By A. H. KOSCHMANN and M. H. BERGENDAHL - USGS 1968
Jefferson County lies in north-central Colorado immediately west of Denver. The western two-thirds of the county is in the Front Range, and the northeastern third is in the Great Plains. Although placer gold was first discovered along Cherry Creek, east and southeast of Denver, the early prospectors worked along the streams west from there into the mountains, and in 1859 gold placers were discovered along Clear Creek near Golden in what is now Jefferson County (Henderson, 1926, p. 27, 129). No production was recorded from the county until 1885.
The county is credited with a production of $32,769 (1,585 ounces) in placer gold during 1885-1905 and with $29,527 (1,428 ounces) in lode gold during 1895-1904 (Henderson, 1926, p. 130). No production was recorded for 1906-31, but a consistent, though small, annual production during 1932-59 totaled 12,478 ounces of placer and 435 ounces of lode gold. Total county gold production through 1959 was about 15,900 ounces.
Lode gold in Jefferson County probably has been derived as a byproduct from several small copper deposits found in Precambrian rocks near Evergreen, notably in the Malachite mine. The deposits are in or very close to amphibolite schists and gneisses, which may be metamorphosed diorite. The deposits probably are Precambrian in age (Lovering and Goddard, 1950, p. 67-68).
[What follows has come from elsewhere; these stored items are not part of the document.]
PR #508, opened 2020-06-14
docs: Fixed username & password use case example by replacing email with username

mikemilano:
This is a documentation correction

url: https://www.ory.sh/kratos/docs/concepts/credentials/username-email-password#use-case-username-and-password

**Problem**:
The Username and Password use case example shows an email example instead of a username example.

**Fix**:
This PR renames the `email` to `username` and removes `format` based on the username block in the following use case.


aeneasr:
Thank you!!

PR #509, opened 2020-06-14
docs: Replaced mailhog references with mailslurper in current documentation.

mikemilano:
The docs referenced Mailhog but the quickstart uses MailSlurper.

This PR replaces references to Mailhog with Mailslurper in the latest docs. I did not update the versioned docs as I do not know when Mailhog was actually used.

urls:
- https://www.ory.sh/kratos/docs/quickstart
- https://www.ory.sh/kratos/docs/guides/zero-trust-iap-proxy-identity-access-proxy


aeneasr:
Thank you!

PR #526, opened 2020-06-22
fix: account recovery can't use recovery token

### LINKED ISSUE #525: New account recovery feature can't use recovery token
**Describe the bug**

The `persister_recovery.go` file contains a bug in the [UseRecoveryToken](https://github.com/ory/kratos/blob/8bf9a1ac4162c677a455c2f02de658bd5d146905/persistence/sql/persister_recovery.go#L83) function. The for loop is written in such a way that even if the recovery token is found in the database, the loop continues. If there are multiple session secrets configured, a no-rows-found exception will be thrown, and the outcome of the loop is that the `err` variable will contain an error, which will make the function return the error rather than the token.

So, for example, **if you have two session keys, and the first was used to hash the token**, then the first iteration in the loop will produce a match, but instead of breaking the loop, it continues with the next session secret. Then, a now rows found error will be thrown at the second iteration, and then the loop stops. So, the outcome of the loop is that the `err `variable will have an error, and therefore the following if-statement becomes true and the error is returned from the function:

```
if err != nil {
    return err
}
```

Same problem if the second session secret is the one that was used to hash the token. Then, the first iteration in the loop would produce an error, and the second iteration a match. But still, the `err `variable would contain an error so the if-statement above would make the function return the error instead of the token.

**Reproducing the bug**

Follow the intended recovery flow.

_Server configuration_

Relevant section:

```yaml
secrets:
  session:
  - session-key-123-456
  - session-key-234-567
```
-->

**Expected behavior**

Instead of continuing the for-loop when a matching token has been found, **the `err `variable should be cleared and the loop exited with a break statement**.  This fixed the issue for me, at least. 

**Environment**

- Version: current master branch

**Additional context**

avamonitoring:
## Related issue

This PR fixes #525. 

## Proposed changes

The PR contains 3 changes:

1. When a matching token has been found in the database, breaks the for loop and clears the `err `variable, so the matching token can be returned
2. Makes sure that if a `sql: no rows in result set` error is thrown, it is recognized as intended
3. Makes sure only the matching database row is updated instead of the entire table

## Checklist

      the changes.
      works.


persistence/sql/persister_recovery.go
```diff
@@ -87,17 +88,19 @@ func (p *Persister) UseRecoveryToken(ctx context.Context, token string) (*link.T
 
 		for _, secret := range p.cf.SessionSecrets() {
 			if err = tx.Eager().Where("token = ? AND NOT used", p.hmacValueWithSecret(token, secret)).First(rt); err != nil {
-				if !errors.Is(err, sqlcon.ErrNoRows) {
+				if !errors.Is(err, sql.ErrNoRows) {
```
aeneasr, line 91:
```suggestion
				if !errors.Is(sqlcon.HandleError(err), sqlcon.ErrNoRows) {
```

persistence/sql/persister_recovery.go
```diff
@@ -87,17 +88,19 @@ func (p *Persister) UseRecoveryToken(ctx context.Context, token string) (*link.T
...
 					return err
 				}
+			} else {
+				err = nil
```
aeneasr, line 95: err is already nil and does not need to be re-assigned

```suggestion
```

avamonitoring:
I will give it a go writing a test case.

avamonitoring:
@aeneasr We need to remove the import I added as well. Can you request a change?

persistence/sql/persister_recovery.go
```diff
@@ -2,6 +2,7 @@ package sql
 
 import (
 	"context"
+  "database/sql"
```
aeneasr, line 5:
```suggestion
```

avamonitoring:
@aeneasr It appears as if there are already 2 relevant testcases [here](https://github.com/ory/kratos/blob/8bf9a1ac4162c677a455c2f02de658bd5d146905/selfservice/strategy/link/persister_conformity.go#L53) and. Are those cases sufficient, or do you want them moved/copied to the location you suggested?

aeneasr:
Those are not sufficient because they do not break when we revert the changes made :) A proper way to do this would be to write a failing test case for the observed bug first, and then implement the actual logic. If tests were not catching this prior, they will not be sufficient now, because reverting your code wouldn't make a difference.

avamonitoring:
@aeneasr OK, but if I follow the documentation for how to run the tests, and cd into the `selfservice/strategy/link` folder, and `$go test -tags sqlite -v .`, there is no evidence of the tests in `persister_conformity.go` ever being run. The same applies if I do a `$make test`. I'm a bit puzzled. Obviously these tests need a running database. But how, and from where are these tests being invoked?

aeneasr:
Oh I see - that's very unfortunate that you're hitting that issue. It appears to be a new problem. Here's what you could try:

```
docker rm -f kratos_test_database_mysql kratos_test_database_postgres kratos_test_database_cockroach kratos_test_hydra || true
docker run --name kratos_test_database_mysql -p 3444:3306 -e MYSQL_ROOT_PASSWORD=secret -d mysql:5.7
docker run --name kratos_test_database_postgres -p 3445:5432 -e POSTGRES_PASSWORD=secret -e POSTGRES_DB=postgres -d postgres:9.6 postgres -c log_statement=all
docker run --name kratos_test_database_cockroach -p 3446:26257 -d cockroachdb/cockroach:v20.1.1 start --insecure

# windows cmd.exe (NOT powershell):
set TEST_DATABASE_MYSQL="mysql://root:secret@(127.0.0.1:3444)/mysql?parseTime=true&multiStatements=true"
set TEST_DATABASE_POSTGRESQL="postgres://postgres:secret@127.0.0.1:3445/postgres?sslmode=disable"
set TEST_DATABASE_COCKROACHDB="cockroach://root@127.0.0.1:3446/defaultdb?sslmode=disable"

go run -test sqlite ./...
```

aeneasr:
I also realized that I broke tests on master: https://github.com/ory/kratos/pull/527

aeneasr:
> Edit: I'm starting to believe this error only happens when you have more than one session secret. From having run the tests (with added tracing), I can't provoke the exception to happen with the original code, which leads me to believe when running the tests there is only one session secret configured? So, basically I think the tests are fine, but the configuration is only using one session secret and that's why the tests are not catching what I (and everybody else using more than one session secret) ran into.

That's definitely possible! You can set a multiple for your test like so:

```
import "github.com/ory/kratos/driver/configuration"
import "github.com/ory/viper"

viper.Set(configuration.ViperKeySecretsSession, []string{"secret-a", "secret-b"})
```

avamonitoring:
@aeneasr I followed your instructions and added

`viper.Set(configuration.ViperKeySecretsSession, []string{"secret-a", "secret-b"})`

to `persister_conformity.go`, and then tested both the original code as well as the corrected one. With the original code, the error was now thrown correctly, and with the new code the test passes. So, the tests are fine, it was just the extra session secret that was needed to catch the exception. But, tests are still failing at some other tests, as shown below. Don't think it's related to this PR though:

```
--- FAIL: TestSettingsStrategy/suite=unlink (0.18s)
        --- PASS: TestSettingsStrategy/suite=unlink/case=should_not_be_able_to_unlink_the_last_remaining_connection (0.03s)
        --- PASS: TestSettingsStrategy/suite=unlink/case=should_not_be_able_to_unlink_an_non-existing_connection (0.03s)
        --- PASS: TestSettingsStrategy/suite=unlink/case=should_not_be_able_to_unlink_a_connection_not_yet_linked (0.04s)
        --- FAIL: TestSettingsStrategy/suite=unlink/case=should_unlink_a_connection (0.07s)
```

Most of the production from Jefferson County has come from the placers along Clear Creek. Immediately west of Golden, Clear Creek is a narrow stream and the yardage of sand and gravel is limited. East of Golden the gravel is more extensive. In recent years most of the gold production, as in Adams County, has come as a byproduct from sand-and-gravel operations (Vanderwilt, in Vanderwilt and others, 1947, p. 122). It appears reasonable to credit the entire placer production of the county, which was about 14,000 ounces, to this district.